Specifying The Model#

LMQL offers two ways to specify the model that is used as underlying LLM:

Queries with from Clause: The first option is to simply specify the model as part of the query itself. For this, you can use the from in combination with the indented syntax. This can be particularly useful, if your choice of model is intentional and should be part of your program.

argmax
    "This is a query with a specified decoder: [RESPONSE]
from
    "openai/text-ada-001"

Specifying the Model Externally: The second option is to specify the model and its parameters externally, i.e. separately from the actual program code:

import lmql

# uses 'chatgpt' by default
@lmql.query(model="chatgpt")
def tell_a_joke():
    '''lmql
    """A list of good dad jokes.
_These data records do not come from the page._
PR #146, opened 2024-02-12
Create a VCF pruner - filter a VCF for VARIDs that intersect with a provided catalog. 

hopedisastro:
I want to create a cleaner solution for merging the VCFs of the subset of samples with extensive genotyping with the rest of the cohort that had fewer loci genotyped (current solution is doing an ad hoc join operation of two matrix tables, but I don't have a solution yet of creating a nice final VCF containing all the samples from both cohorts). The first step is this PR where we prune the extensively genotyped VCFs to contain the variants that match the provided sharded VCF. This is needed because mergeSTR requires VCF inputs to have the same exact catalog of variants (STRs) genotyped. 

The output of this script is that the VCF is sharded to match the way that the provided sharded VCF is sharded; as sharded VCFs are the expected input for downstream mergeSTR step. 

I have tested the output of this script in a simple example with the downstream mergeSTR - works as intended with no errors. 

I don't know why `black` keeps failing :(

### DIFF
--- a/str/helper/vcf_pruner.py
+++ b/str/helper/vcf_pruner.py
@@ -107,3 +107,6 @@ def main(json_file_dir, vcf_file_dir, cpg_ids: list[str]):
                 out_file.write(chrom_line)
                 # Write GT or lines containing the calls
                 out_file.writelines(gt_lines)
+
+if __name__ == '__main__':
+    main()  # pylint: disable=no-value-for-parameter
--- a/str/helper/vcf_pruner.py
+++ b/str/helper/vcf_pruner.py
@@ -26,11 +26,28 @@ def variant_id_collector(catalog_file):
     """Collects all variant IDs from a sharded catalog file and returns a set of unique variant IDs."""
 
     variant_ids = []
-    fileformat_line = ''
-    info_lines = []
 
     with to_path(catalog_file).open() as f:
+        for line in f:
+            if not line.startswith('#'):
+                row_info = line.split('\t')[7]
+                var_id = (row_info.split(';')[4])[6:]
+                variant_ids.append(var_id)
 
+    return set(variant_ids), variant_ids
+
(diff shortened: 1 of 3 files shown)


hopedisastro:
Test batch run: https://batch.hail.populationgenomics.org.au/batches/433094

str/helper/vcf_pruner.py
```diff
@@ -0,0 +1,155 @@
...
+                row_info = line.split('\t')[7]
+                var_id = {(row_info.split(';')[4])[6:]}
+
+                if (
+                    var_id & variant_id_set
+                ):  # if the variant ID is in the set of target variant IDs
+                    var_id = ''.join(
+                        map(str, var_id)
+                    )  # converts var_id from set to string
+                    gt_lines[var_id] = line
```
MattWellie, line 80: Does each row have a single variant ID, or multiple? The check of 'is a string in a set of strings' is faster than 'does this set of strings intersect with this set'. I pulled an example file and the VARID looks singular
```END=1234;REF=1;RL=12;RU=A;VARID=1-1122-1234-A;REPID=1-1122-1234-A```

```suggestion
                row_info = line.split('\t')[7]
                var_id = row_info.split(';')[4].removeprefix('VARID=')

                # if the variant ID is in the set of target variant IDs
                if var_id in variant_id_set:
                    gt_lines[var_id] = line
```

MattWellie: this could be more terse, but would need checking 
```
if var_id := row_info.split(';')[4].removeprefix('VARID=') in variant_id_set:
    gt_lines[var_id] = line
```

MattWellie (approved):
the set intersection doesn't seem necessary to me, but will work. The lack of inter-job dependencies means that this could start a whole bunch of jobs at once, so be wary of that. I've no idea what number of shards/samples this will run for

A indicates the punchline
    Q: How does a penguin build its house?
    A: Igloos it together.
    Q: Which knight invented King Arthur's Round Table?
    A: Sir Cumference.
    Q:[JOKE]
    A:[PUNCHLINE]""" where STOPS_AT(JOKE, "?") and  STOPS_AT(PUNCHLINE, "\n")
    '''

tell_a_joke() # uses chatgpt

tell_a_joke(model="openai/text-davinci-003") # uses text-davinci-003

This is only possible when using LMQL from a Python program. When running in the playground, you can alternatively use the model dropdown available in the top right of the program editor:

Screenshot of the model dropdown in the playground

Available Model Backends#

Using Multiple Models#

LMQL currently supports the use of only one model per query. If you want to mix multiple models, the advised way is to use multiple queries that are executed in sequence. The main obstacles in supporting this, is the fact that different models produce differently scaled token probabilities, which means an end-to-end decoding process would be difficult to implement.

However, we are actively exploring ways to support this in the future.